Trump lead in poll rat­tles Asian mar­kets

> Eq­ui­ties sell-off spreads as US pres­i­den­tial race ri­val Hil­lary Clin­ton falls be­hind

The Sun (Malaysia) - - SUNBIZ -

HONG KONG: Asian eq­ui­ties tum­bled yes­ter­day, ex­tend­ing a global sell-off, and the Mex­i­can peso fell af­ter a poll showed Don­ald Trump over­tak­ing mar­ket favourite Hil­lary Clin­ton in the race for the White House.

With Clin­ton un­til last week com­fort­ably ahead, traders were up­beat about her chances of win­ning on Nov 8 but news Fri­day that the FBI were again look­ing at her emails has raised the prospect of Trump be­com­ing pres­i­dent.

Trump is viewed as a wildcard, in part be­cause of his harsh crit­i­cism of Fed­eral Re­serve chief Janet Yellen and in­ter­na­tional trade pacts.

“Since the FBI re­opened its case into Hil­lary Clin­ton’s emails last Fri­day, her sub­stan­tial lead in the polls has been dec­i­mated and some now even show Trump in the lead,” Craig Er­lam, a se­nior mar­ket an­a­lyst at OANDA, said in a note.

“It’s been clear for some time now that mar­kets would much pre­fer the sta­bil­ity that a Clin­ton vic­tory would bring for the US econ­omy and the re­ac­tion over the last 24 hours or so since the polls started to change so dra­mat­i­cally just con­firms this. Trump risk is well and truly be­ing priced in again.”

The news bat­tered mar­kets on Wall Street and in Europe, while the VIX volatil­ity in­dex, which is seen as a mea­sure of the US mar­ket’s fears, was sit­ting near lev­els last seen af­ter Bri­tain voted in June to leave the EU.

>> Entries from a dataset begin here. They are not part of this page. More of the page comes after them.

PR #40, opened 2023-09-29
refactor: unify return types of clients

warber:
Although achieving uniformity across all clients' interfaces may not be practical, standardizing the return signature can be easily accomplished. This simplifies the usage of the client(s) and enhances convenience.
Moreover, these changes support the flexibility to not break any code once an API suddenly introduces pagination.

:exclamation: Return types are different, thus clients need to adopt the usage.

### DIFF
--- a/api/clients/automation/automation.go
+++ b/api/clients/automation/automation.go
@@ -28,9 +28,7 @@ import (
 	"strconv"
 )
 
-type Response struct {
-	api.Response
-}
+type Response = api.Response
 
 type ListResponse = api.PagedListResponse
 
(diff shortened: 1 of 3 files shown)


api/clients/automation/automation.go
```diff
@@ -28,9 +28,7 @@ import (
 	"strconv"
 )
 
-type Response struct {
-	api.Response
-}
+type Response = api.Response
```
jskelin, line 31: Is it possible to remove the alias also?
I don't see added value

api/clients/buckets/bucket.go
```diff
@@ -32,22 +32,18 @@ import (
...
-}
-
 type response struct {
 	api.Response
 	BucketName string `json:"bucketName"`
 	Status     string `json:"status"`
 	Version    int    `json:"version"`
 }
 
+type Response = api.Response
```
jskelin, line 42: Is it possible to remove the alias also?
I don't see added value

api/clients/buckets/bucket.go
```diff
@@ -32,22 +32,18 @@ import (
...
+
 // ListResponse is a Bucket API response containing multiple bucket objects.
 // For convenience, it contains a slice of Buckets in addition to the base api.Response data.
-type ListResponse struct {
-	api.ListResponse
-}
+type ListResponse = api.PagedListResponse
```
jskelin, line 46: Is it possible to remove the alias also?
I don't see added value

jskelin (approved):

api/clients/buckets/bucket.go
warber: The advantage is, that you don't need to import two packages but just e.g. "github.com/dynatrace/dynatrace-configuration-as-code-core/api/clients/buckets" when using that client.

Laubi (approved):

Those losses fil­tered through to Asia, where Tokyo closed 1.8% lower, while Hong Kong dived 1.4% in late trade and Shang­hai ended down 0.6%.

Syd­ney and Seoul each sank more than 1% and there were also sharp losses in Welling­ton, Manila and Taipei.

Cur­rency traders also took fright, flee­ing into the safe-haven yen. The green­back fell to ¥103.86 in Tokyo, down from ¥104.12 in New York and well off the lev­els of above ¥105 seen Tues­day.

An­a­lysts say a Trump win could also lead the Fed­eral Re­serve – which ended a pol­icy meet­ing yes­ter­day – to put off an ex­pected De­cem­ber in­ter­est rate hike ow­ing to wor­ries about his ef­fect on the econ­omy.

“Even if the Fed does sig­nal an in­cli­na­tion to lift rates in De­cem­ber, mar­kets will take the view that this is un­likely if a Trump vic­tory leads to un­cer­tainty and a surge in fi­nan­cial- mar­ket volatil­ity,” Ric Spooner, chief mar­ket an­a­lyst in Syd­ney at CMC Mar­kets, said in an email to clients, ac­cord­ing to Bloomberg News.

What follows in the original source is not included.